→ **Assignment**:
Will you return, word for word, only the lines from the top of the data below down to and including the one with "x | AllGather|"?

[Saved data entries]
PR #1987, opened 2024-03-22
Distributed matmul

cowanmeg:
This PR enables 1D distributed matmuls with manual tensor shardings (i.e. `ParallelType::DIDx`) that use the 
Matmul scheduler and utils are modified to ignore sharded/`DeviceDim` axes so that they schedule local matmuls. 

**Modifications:**
MmaScheduler:
 MmaDetails and MatmulScheduler are updated to ignore DeviceDims when analyzing if a mul-sum pair can be replaced with an Mma op and updates the axes that intra-device matmul schedules. 
Both assume the `DeviceDim` axes are located on the outermost dimensions and only work when sharding is on the the RFactor domain.
  
**Distributed Matmul tests:**
For matmul(A,B) = C 

| Layout | A's sharded axis | B's sharded axis | C's sharded axis | Communication|
| -- | -- | -- | -- | -- |
| TN | M | x | M | None|
| TN | M | x |  x | AllGather|
| NT | K | K |  x | AllReduce|
| NT | K | K |  M | ReduceScatter|

**Follow up:**

- Batched distributed matmul
- LayoutNT_ReduceScatter requires a hack with `segment_set`


cowanmeg:
!build --dist

tests/cpp/test_multidevice_pipeline.cpp
```diff
@@ -576,6 +581,304 @@ INSTANTIATE_TEST_SUITE_P(
...
+    return std::make_tuple(a, b, c);
+  }
+
+ private:
+  preseg_passes::OptimizationPassGuard<preseg_passes::AllocationDomainPass>
+      optimization_guard_;
+  DisableOptionsGuard option_guard_;
+};
+
+TEST_F(DistributedMatmul, LayoutTN_NoComms) {
```
samnordmann, line 642: Is it possible to refactor the four different layouts in one test depending on a "layout param"? This would reduce duplication a lot and will be easier to read maintain

tests/cpp/test_multidevice_pipeline.cpp
```diff
@@ -576,6 +581,304 @@ INSTANTIATE_TEST_SUITE_P(
         SchedulingMode::Manual,
         SchedulingMode::ReductionOnly,
         SchedulingMode::Automatic));
+
+class DistributedMatmul : public MultiDeviceTest {
```
samnordmann, line 585: is there a reason not to use `PipelineTest` as base class? We could reuse the data members and the method executeAndValidate

samnordmann (commented):
That looks great! Thank you for the pr! This is an important milestone for us :)

csrc/multidevice/utils.cpp
```diff
@@ -223,11 +223,38 @@ void shardAllLike(TensorView* ref, std::vector<TensorView*> tvs) {
     scheduler_utils::parallelizeAllLike(ref, tvs, {ParallelType::DIDx});
   }
 }
+
+// TODO: Very simple sharding propagation pass.
+// Auto inserted ops like castOps don't propagate shardings
```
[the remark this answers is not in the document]
samnordmann: Can you describe the example for which this is needed?

csrc/multidevice/utils.cpp
```diff
@@ -223,11 +223,38 @@ void shardAllLike(TensorView* ref, std::vector<TensorView*> tvs) {
...
+    }
+  }
+  shardAllLike(input_with_mesh[0], outputs_without_mesh);
+}
 } // namespace
 
 void insertReshardings(Fusion* fusion) {
   auto exprs = fusion->exprs();
   for (auto expr : exprs) {
+    propagateShardings(expr);
```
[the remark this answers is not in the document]
wujingyue: I second this. That will also help to split up the PR, which I would do. For example, one PR implements shard propagation and tests that check leaf domains are propagated correctly, and the other PR changes the matmul scheduler and tests a sharded matmul example end-to-end.

csrc/multidevice/utils.cpp
```diff
@@ -240,17 +267,32 @@ void insertReshardings(Fusion* fusion) {
...
+      // For expressions with > 1 input, insert the set before the expr
+      // for each input (input [set] new_input) [expr] output
+      for (auto input : inputs) {
+        // TODO: reuse cacheAfter?
+        // TODO: here we should add a mechanism to potentially reuse the
+        // inserted resharding accross all the consumer of the resharded tensor.
+        // This way we could avoid wasteful resharding set insertion.
+        TensorView* new_input = set(input);
+        new_inputs.push_back(new_input);
+        expr = ir_utils::replaceValInExprInputs(expr, input, new_input);
```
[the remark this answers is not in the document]
cowanmeg: No, only expr's input can be safely updated. Since `input` can be an input to multiple expressions we don't know if `new_input` has the right shardings for the other expressions.

csrc/multidevice/utils.cpp
```diff
@@ -240,17 +267,32 @@ void insertReshardings(Fusion* fusion) {
...
-      // resharding accross all the consumer of the resharded tensor. This way
-      // we could avoid wasteful resharding set insertion.
-      TensorView* new_input = set(input);
-      new_inputs.push_back(new_input);
-      expr = ir_utils::replaceValInExprInputs(expr, input, new_input);
+    auto inputs = getTvsWithDifferentSharding(
+        output, ir_utils::filterByType<TensorView>(expr->inputs()));
+    // Insert resharding expression after the expr when there is only one input.
+    // input [expr] output [set] new_output
+    if (!inputs.empty() && expr->inputs().size() == 1) {
```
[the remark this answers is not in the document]
cowanmeg: The motivation was just simplicity for this PR. For an expression with more than input, if we add the resharding after the expr, we will have to decide which input we want to shardLike and potentially reshard some inputs, because the inputs might not have consistent sharding.

csrc/multidevice/utils.cpp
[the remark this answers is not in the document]
cowanmeg: No, the castOp's that are automatically inserted (for this example, it is binaryOp multiply) happen before manual scheduling so no TensorView has any DeviceMesh or parallelization yet.

tests/cpp/test_multidevice_pipeline.cpp
cowanmeg: The matmul tests need some extra constraints, some of which are temporary, like disabling the allocation presegmentation pass, ampere architecture or newer, increased validation tolerance, etc.

tests/cpp/test_multidevice_pipeline.cpp
```diff
@@ -576,6 +581,304 @@ INSTANTIATE_TEST_SUITE_P(
...
+ protected:
+  DistributedMatmul() : optimization_guard_(false) {
+    DisableOptionsGuard::getCurOptions().set(DisableOption::MatmulExprEval);
```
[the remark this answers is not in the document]
cowanmeg: There is a pathway to run matmuls through expression evaluator instead of applying the scheduler, so this flag disables that option to ensure the teset uses the scheduler.

tests/cpp/test_multidevice_pipeline.cpp
```diff
@@ -576,6 +581,304 @@ INSTANTIATE_TEST_SUITE_P(
...
+    auto b =
+        matmulAtInput2D(layout, TensorMatmulPos::B, type, M, N, K, 0, device);
+    auto c =
+        atMatmul(a.to(at::kDouble), b.to(at::kDouble), layout).to(at::kFloat);
+    return std::make_tuple(a, b, c);
+  }
+
+ private:
+  preseg_passes::OptimizationPassGuard<preseg_passes::AllocationDomainPass>
+      optimization_guard_;
```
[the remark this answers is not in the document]
cowanmeg: yes

tests/cpp/test_multidevice_pipeline.cpp
```diff
@@ -576,6 +581,304 @@ INSTANTIATE_TEST_SUITE_P(
...
+  DisableOptionsGuard option_guard_;
```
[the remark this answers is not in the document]
cowanmeg: yes

tests/cpp/test_multidevice_pipeline.cpp
cowanmeg: I would argue that would made the tests harder to read since some of the tests diverge and we would need to add many if statements to check which layout and which shardings.

tests/cpp/test_multidevice_pipeline.cpp
```diff
@@ -576,6 +581,304 @@ INSTANTIATE_TEST_SUITE_P(
...
+    MultiDeviceTest::SetUp();
+    num_devices = communicator->size();
+  }
+
+  // use_fusion_executor cache=true, skip_auto_scheduling=false
+  // cache_fusion_executor=false
+  MultiDeviceExecutorParams executor_params{true, false, false};
+  int num_devices;
+
+  DeviceMesh createDeviceMesh() {
```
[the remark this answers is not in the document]
cowanmeg: Good idea

csrc/scheduler/matmul.cpp
```diff
@@ -900,11 +900,14 @@ void scheduleMatmul(Fusion* fusion, const MatmulParams& params) {
...
   mma_utils::canonicalizeMmaTvOrdering(mma_result);
+  int nLocalDims = TensorDomain::noDevices(mma_result->getLeafDomain()).size();
   NVF_ERROR(
-      mma_result->nDims() == 3 || mma_result->nDims() == 4,
+      nLocalDims == 3 || nLocalDims == 4,
       "Currently, we only support B, M, N and K being a single dimension.",
       " More general tensor contraction is not supported yet.");
-  const int num_batch_dims = (int)mma_result->nDims() - 3;
+  const int offset_local_dim = (int)mma_result->nDims() - 3;
+  const bool has_batch_dim = (nLocalDims - 3 == 1);
```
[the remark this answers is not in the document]
cowanmeg: My bad, I did not document the constraints. This PR only modifies matmul scheduler to support non-batch shardings, and also assumes the sharded dimension is outermost. 
Will update with checks that verify this.

csrc/multidevice/utils.cpp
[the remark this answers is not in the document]
cowanmeg: Good idea.

csrc/multidevice/utils.cpp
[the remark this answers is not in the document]
samnordmann: right, nevermind!

csrc/multidevice/utils.cpp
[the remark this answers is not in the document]
samnordmann: right, nevermind!

naoyam:
@jacobhinkle Could you also take a look at the mma scheduler changes?

csrc/scheduler/matmul.cpp
```diff
@@ -900,11 +900,14 @@ void scheduleMatmul(Fusion* fusion, const MatmulParams& params) {
...
+  const int batch_dim = (int)mma_result->nDims() - nLocalDims;
```
jacobhinkle, line 910: Could we place a comment indicating what are the dimensions at this point? I think we are assuming device dims are outermost, so this would be something like
```c++
  // [ (device dims), (batch dims), M, N, K ]
```
Instead of assuming devices are outermost, perhaps we could reorder to make that so adding the following to `mma_utils::canonicalizeMmaTvOrdering`:
```c++
  std::unordered_map<int, int> old2new;
  int next_device_dim = 0;
  for (int i : c10::irange(tv->nDims()) {
    if (tv->axis(i)->isDeviceDim()) {
      old2new[i] = next_device_dim++;
    }
  }
  tv->reorder(old2new);
}
```
That should ensure that the commented dims actually do match reality regardless of input.

jacobhinkle (commented):
The changes look good! I had some minor suggestions, particularly reordering the device dims to outermost instead of trusting that they will already be in that order. I'll let the other reviewers approve as I have only looked at `csrc/scheduler/*` changes.

csrc/multidevice/communicator.h
```diff
@@ -108,6 +108,11 @@ class Communicator {
     return rankToDiD(rank_);
   }
 
+  // returns local rank
+  RankType local_rank() const {
+    return local_rank_;
```
wujingyue, line 113: Do you mind code-comment `local_rank_`? E.g. how is it different from `rank_`? I suspect it's related to the concept of "node", but I failed to find what node means in this file either.

tests/cpp/test_multidevice_pipeline.cpp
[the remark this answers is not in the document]
wujingyue: Can you at least code-comment why? Is it because of https://github.com/NVIDIA/Fuser/pull/2044#discussion_r1554143448, which needs to be fixed?

tests/cpp/test_multidevice_pipeline.cpp
```diff
@@ -576,6 +581,302 @@ INSTANTIATE_TEST_SUITE_P(
...
+    MultiDeviceTest::SetUp();
+    num_devices = communicator->size();
+  }
+
+  // use_fusion_executor cache=true, skip_auto_scheduling=false
+  // cache_fusion_executor=false
+  MultiDeviceExecutorParams executor_params{true, false, false};
+  int num_devices;
+
+  ValidationConstants getTolerances() {
```
wujingyue, line 604: It's a bug if we have to manually tune these tolerances. The auto-computed threshold by testValidate should have already considered these errors caused by reduction order. I don't see why multi-device should be an exception. 

Can you verify the single-device version can pass without customizing the threshold? If so, we (cc @Priya2698) should try to understand why the threshold for multi-device has to be larger.

wujingyue:
> Both assume the DeviceDim axes are located on the outermost dimensions and only work when sharding is on the the RFactor domain.

I got conflicting signals about what domain is sharded, so I'd appreciate your clarification. My impression so far is that DID has been used in only leaf domain (and therefore not rfactor). Is this PR the first to DID-parallelize rfactor domain?

cowanmeg:
> > Both assume the DeviceDim axes are located on the outermost dimensions and only work when sharding is on the the RFactor domain.
> 
> I got conflicting signals about what domain is sharded, so I'd appreciate your clarification. My impression so far is that DID has been used in only leaf domain (and therefore not rfactor). Is this PR the first to DID-parallelize rfactor domain?

Currently, we only DID parallelize the rfactor domain and do not allow split/merge, so that restrictions ensures the same DID parallelized iter domain is in both rfactor and leaf (correct me if my assumption is wrong!). 

We haven't fully discussed this plan, but from various PR discussions it sounds like we are waiting for IdModels to support split/merge + DID parallelize.

csrc/scheduler/matmul.cpp
cowanmeg: Thanks! This is a much better solution!

csrc/scheduler/matmul.cpp
```diff
@@ -900,11 +900,14 @@ void scheduleMatmul(Fusion* fusion, const MatmulParams& params) {
...
   // ------------------------------------------------------------------
   mma_utils::canonicalizeMmaTvOrdering(mma_result);
+  int nLocalDims = TensorDomain::noDevices(mma_result->getLeafDomain()).size();
   NVF_ERROR(
-      mma_result->nDims() == 3 || mma_result->nDims() == 4,
+      nLocalDims == 3 || nLocalDims == 4,
       "Currently, we only support B, M, N and K being a single dimension.",
       " More general tensor contraction is not supported yet.");
-  const int num_batch_dims = (int)mma_result->nDims() - 3;
+  const int offset_local_dim = (int)mma_result->nDims() - 3;
```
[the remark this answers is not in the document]
cowanmeg: Updated this code to create the variables you suggested. Let me know if this is more clear.

csrc/multidevice/communicator.h
cowanmeg: Do you think "rank within a machine/node" more clear?

csrc/multidevice/utils.cpp
```diff
@@ -267,17 +274,33 @@ void insertReshardings(Fusion* fusion) {
...
-      // we could avoid wasteful resharding set insertion.
-      TensorView* new_input = set(input);
-      new_inputs.push_back(new_input);
-      expr = ir_utils::replaceValInExprInputs(expr, input, new_input);
+    auto inputs = getTvsWithDifferentSharding(
+        output, ir_utils::filterByType<TensorView>(expr->inputs()));
+
+    // Insert resharding set after the expr when there is only one input.
+    // input [expr] output [set] new_output
+    if (!inputs.empty() && expr->inputs().size() == 1) {
```
wujingyue, line 282: Does it make sense to unit-test the change in insertReshardings, e.g., in tests/cpp/test_multidevice_sharding.cpp? These tests should run just fine on a single-device system so regressions are easier to discover.

tests/cpp/test_multidevice_pipeline.cpp
```diff
@@ -576,6 +581,362 @@ INSTANTIATE_TEST_SUITE_P(
         SchedulingMode::Manual,
         SchedulingMode::ReductionOnly,
         SchedulingMode::Automatic));
+
+class DistributedMatmulTest : public MultiDeviceTest {
```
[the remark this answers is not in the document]
cowanmeg: I had the same feeling and moved it to a separate file with some uncommitted work. We will have more distributed matmul tests in the future, so it makes sense for a separate file.

csrc/multidevice/utils.cpp
cowanmeg: Yeah I should probably test this... I think I'll pull this change out into a separate PR with some tests.

naoyam:
[celebrate]     Naoya Maruyama reacted to your message:
________________________________

naoyam:
[0]     Naoya Maruyama reacted to your message:
________________________________

tests/cpp/test_multidevice_pipeline.cpp
cowanmeg: One of the failing tests is LayoutTN_NoComms which doesn't involve any collective communication.
The matmul in that test is of size M=1024, N=512, K=256.
On D devices, the local matmul size is M=512/D, N=512, K=256.

The error is not off by a lot. For example, on 2 devices I see a slightly higher error.
Validation error in output 0 on line 145 in file /home/mcowan/Fuser/tests/cpp/test_multidevice_matmul.cpp.
Detected abs error of: 6.86646e-05
absolute tolerance was set to 2.19122e-05
and relative tolerance set to 2.19122e-07

Distributing across 4 results in a bit more error, but still not much:
Validation error in output 0 on line 145 in file /home/mcowan/Fuser/tests/cpp/test_multidevice_matmul.cpp.
Detected abs error of: 7.62939e-05
absolute tolerance was set to 2.19122e-05
and relative tolerance set to 2.19122e-07

tests/cpp/test_multidevice_pipeline.cpp
```diff
@@ -576,6 +581,362 @@ INSTANTIATE_TEST_SUITE_P(
...
+  TensorView* b = makeContigTensor(3, DataType::Half); // (Ko,Ki,N)
+  TensorView* a_t = transpose(a, 1, 2); // (Ko, M, Ki)
+  TensorView* b_t = transpose(b, 1, 2); // (Ko, N, Ki)
+  TensorView* a_b = broadcast(a_t, {false, false, true, false}); // (Ko,M,b,Ki)
+  TensorView* b_b = broadcast(b_t, {false, true, false, false}); // (Ko,b,N,Ki)
+  TensorView* ab = mul(a_b, b_b); // (Ko,M,N,Ki)
+  TensorView* c0 = sum(ab, {-1}); // (Ko,M,N,r)
+  c0 = segment_set(c0);
+  // TODO: Reshape works using sharded sizes. Should use unsharded size to
+  // stay consistent.
```
wujingyue, line 895: This sounds like a bug. How hard is it to fix that? Indeed it creates inconsistency, e.g., I'd expect `c1->axis(0)->parallelize(DIDx)` somewhere.

cowanmeg: > it may actually be `c1->axis(1)->parallelize(DIDx)`

This should be `c1->axis(0)->parallelize(DIDx)`, I should have inlucded it in the list of sharded_tvs (will also rename to k_sharded_tvs to not confuse with c which is sharded on M). 
That might fix the reshape problem.

wujingyue: > This should be c1->axis(0)->parallelize(DIDx)

You are right -- the reshape is intra-device (so dim 0 should be parallelized on DIDx), and the sum is cross-device (so dim 1 DIDx).

csrc/multidevice/utils.cpp
cowanmeg: Moved to a separate PR. This one is updated with explicit sets so that it doesn't need the changes in `insertReshardings`

tests/cpp/multidevice.cpp
```diff
@@ -63,6 +63,12 @@ void MultiDeviceTest::TearDown() {
   NVFuserTest::TearDown();
 }
 
+DeviceMesh MultiDeviceTest::createDeviceMesh() {
```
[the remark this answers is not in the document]
cowanmeg: updated to make size an argument.

tests/cpp/test_multidevice_pipeline.cpp
Priya2698: > The auto-computed threshold by testValidate should have already considered these errors caused by reduction order. I don't see why multi-device should be an exception.

Reduction order can play a role in the higher errors, however torch baselines don't have a way to tune the reduction order. The current method only looks at the reduction size.

For python benchmarking, where we see validation errors, we are considering relaxing tolerances by ~10%. CC: @naoyam 

> Can you verify the single-device version can pass without customizing the threshold? If so, we (cc @Priya2698) should try to understand why the threshold for multi-device has to be larger.

The error constants were generated by executing a large number of sum reductions and noting the max error. These experimentally generated constants were from single-device reductions. This may also be a reason for differing error constants.

Priya2698: The reference computation should also be in `double`.

wujingyue: > we are considering relaxing tolerances by ~10%

Good to know. But doesn't seem large enough to tolerate this case though (2.19e-5 vs 6.86e-5). 

> The error constants were generated by executing a large number of sum reductions and noting the max error.

Got it -- it's still empirical and not intended to capture the reduction order that triggers the largest difference. 

@Priya2698 what do you recommend are the next steps? Doing nothing will probably lead to more manual threshold customizations like this for multidevice tests.

Priya2698: For single-device cases, I had regenerated validation constants in the past (https://github.com/NVIDIA/Fuser/pull/1593, closed unmerged) but it hadn't helped completely resolve the issue.

For multi-device, we should run a similar experiment to see if the experimentally generated constants differ significantly from existing constants with the number of devices (2/4/8). We may need two sets of constants

cowanmeg: Small update - I've (1) updated the computation to be done in double, then cast back to float and (2) shrunk K to 64. 
Surprisingly, the allreduce and reduce scatter tests are passing.I thought they would have a larger error since the reduction is both local and across devices, but it is the allgather and no communication (local matmul where we either gather shards from different devices or the output stays sharded) are still slightly off. 

Detected abs error of: 1.14441e-05
    absolute tolerance was set to 8.57934e-06
    and relative tolerance set to 8.57934e-08
    
It looks like we would need even more relaxation then 10%, maybe 2x?

Priya2698: Yes, this seems like a much larger error. 
It looks like the experimentally generated error constants for single device are not applicable to multi-device.

cowanmeg: > We may need two sets of constants

This is probably true... the ring allreduce and reduce-scatter (default implementations for these collectives within a node) are known to be less numerically stable. It won't be an issue on 2 or 4 devices since the number of devices is low, but by 8 devices we might need more tolerance.

Priya2698: The above error numbers are for how many devices? 
Are you running into errors on single device as well with `double` reference computations?

cowanmeg: Above errors were for 2 devices. M=1024,N=512,K=64
I also tried a single device test, with double reference computations, and it was failing.

But, M=256,N=64,K=64 is passing for distributed and single device tests. I tested with 2 and 4 devices so looks promising. I guess the large non-reduction axis sizes were increasing the chances of one element being off by too much?

cowanmeg:
!build --dist

cowanmeg:
!build --dist

cowanmeg:
!build --dist

csrc/multidevice/utils.h
```diff
@@ -19,6 +19,9 @@ namespace nvfuser {
 // Checks that the other non-reduction axis are not parallelized on Didx
 NVF_API bool isSharded(TensorView*);
 
+// Returns number of device dimensions in a TensorView's leaf domain.
+NVF_API int64_t numDeviceDims(TensorView*);
```
wujingyue, line 23: https://github.com/NVIDIA/Fuser/blob/main/doc/dev/visibility.md#should-i-mark-my-new-method-or-class-as-nvf_api

(We can clean it up in a separate PR like https://github.com/NVIDIA/Fuser/pull/2161)

tests/cpp/test_multidevice_matmul.cpp
```diff
@@ -0,0 +1,302 @@
...
+  DistributedMatmulTest() : optimization_guard_(false) {
+    DisableOptionsGuard::getCurOptions().set(DisableOption::MatmulExprEval);
+  }
+
+  void SetUp() {
+    if (!deviceMajorMinorCheck(8)) {
+      GTEST_SKIP() << "Distributed matmul tests require Ampere or newer";
+    }
+    MultiDeviceTest::SetUp();
+    num_devices = communicator->size();
```
wujingyue, line 48: With https://github.com/NVIDIA/Fuser/pull/2126/, this can now be moved to the constructor and be made `const`.

tests/cpp/test_multidevice_matmul.cpp
```diff
@@ -0,0 +1,302 @@
...
+ protected:
+  DistributedMatmulTest() : optimization_guard_(false) {
+    DisableOptionsGuard::getCurOptions().set(DisableOption::MatmulExprEval);
+  }
+
+  void SetUp() {
+    if (!deviceMajorMinorCheck(8)) {
+      GTEST_SKIP() << "Distributed matmul tests require Ampere or newer";
+    }
+    MultiDeviceTest::SetUp();
```
wujingyue, line 47: Nit: with https://github.com/NVIDIA/Fuser/pull/2126/, SetUp merely skips tests, so I'd **slightly** prefer calling Superclass::SetUp first. The checks in the superclass tend to be more coarse-grained and permissive, sometimes making the fine-grained checks in subclass easier. I know the order doesn't matter to this particular case, but I think it's still a good general practice. 

(For similar reasons, if we have TearDown, I'd call SuperClass::TearDown last). 


are usually moreht  (more coarse-grained checks) first.

tests/cpp/test_multidevice_matmul.cpp
```diff
@@ -0,0 +1,302 @@
...
+    num_devices = communicator->size();
+  }
+
+  MultiDeviceExecutorParams executor_params{
+      .use_fusion_executor_cache = true,
+      .skip_auto_scheduling = false,
+      .cache_fusion_executor = false};
+  int num_devices;
```
wujingyue, line 55:
```suggestion
```

Doesn't seem to be used.

tests/cpp/test_multidevice_matmul.cpp
```diff
@@ -0,0 +1,302 @@
...
+
+  std::tuple<at::Tensor, at::Tensor, at::Tensor> getAtenInputOutputs(
```
wujingyue, line 57:
```suggestion
  std::tuple<at::Tensor, at::Tensor, at::Tensor> getInputsAndReferenceOutputs(
```

tests/cpp/test_multidevice_matmul.cpp
```diff
@@ -0,0 +1,302 @@
...
+
+  // Sharding M dimension
+  auto all_sharded_tvs = {a, a_b, b_b, ab, c};
+  for (auto tv : all_sharded_tvs) {
+    tv->axis(0)->parallelize(ParallelType::DIDx);
+    tv->setDeviceMesh(mesh);
+  }
+  b->setDeviceMesh(mesh);
+
+  auto [a_, b_, c_] = getAtenInputOutputs(MmaLayout::TN, M, N, K);
```
wujingyue, line 113: Just a note: the codebase has been using `name_` for class fields, so this had confused me until I realized the underscore is to indicate the tensor corresponding to TensorView `name`. This is OK unless you figure out a better way of naming.

wujingyue (approved):

tests/cpp/test_multidevice_matmul.cpp
wujingyue: Ignore the above -- I just realized this is to declare a field.

wujingyue, line 55:
```suggestion
  int num_devices_;
```

Also, can this and `executor_params` be moved to private?

tests/cpp/test_multidevice_matmul.cpp
```diff
@@ -0,0 +1,302 @@
...
+      .skip_auto_scheduling = false,
+      .cache_fusion_executor = false};
+  int num_devices;
+
+  std::tuple<at::Tensor, at::Tensor, at::Tensor> getAtenInputOutputs(
+      MmaLayout layout,
+      int M,
+      int N,
+      int K) {
+    at::manual_seed(0);
```
wujingyue, line 62: Is there a particular reason for this? Note that, NVFuserTest, the base test fixture, explicitly sets seed for determinism already.

tests/cpp/test_multidevice_matmul.cpp
wujingyue: But that does motivate the naming convention of `field_` in the codebase :)

csrc/ir/nodes.cpp
```diff
@@ -2374,8 +2374,12 @@ std::vector<PolymorphicValue> ViewOp::evaluate(
...
   out_shape.reserve(out_rfactor.size());
   for (IterDomain* id : out_rfactor) {
-    out_shape.push_back(
-        ee.evaluate(id->getMaybeExpandedExtent()).as<int64_t>());
+    if (id->isDeviceDim()) {
+      out_shape.push_back(1);
+    } else {
+      out_shape.push_back(
+          ee.evaluate(id->getMaybeExpandedExtent()).as<int64_t>());
+    }
```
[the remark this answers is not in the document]
cowanmeg: That is a good question. I don't quite know the answer, but my guess is the `ViewOp` is evaluated by FusionExecutor because the reshape is the output of a segment, since the sum is over a DID axis (maps to reduce scatter)
```
  std::vector<int64_t> orig_size = {K, M, N};
  std::vector<int64_t> new_size = {K, Mo, Mi, N};
  TensorView* c1 = reshape(c0, orig_size, new_size);
  TensorView* c = sum(c1, {0});
```

cowanmeg:
!build --dist

cowanmeg:
!build --dist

→ **Written solution**:
PR #1987, opened 2024-03-22
Distributed matmul

cowanmeg:
This PR enables 1D distributed matmuls with manual tensor shardings (i.e. `ParallelType::DIDx`) that use the 
Matmul scheduler and utils are modified to ignore sharded/`DeviceDim` axes so that they schedule local matmuls. 

**Modifications:**
MmaScheduler:
 MmaDetails and MatmulScheduler are updated to ignore DeviceDims when analyzing if a mul-sum pair can be replaced with an Mma op and updates the axes that intra-device matmul schedules. 
Both assume the `DeviceDim` axes are located on the outermost dimensions and only work when sharding is on the the RFactor domain.
  
**Distributed Matmul tests:**
For matmul(A,B) = C 

| Layout | A's sharded axis | B's sharded axis | C's sharded axis | Communication|
| -- | -- | -- | -- | -- |
| TN | M | x | M | None|
| TN | M | x |  x | AllGather|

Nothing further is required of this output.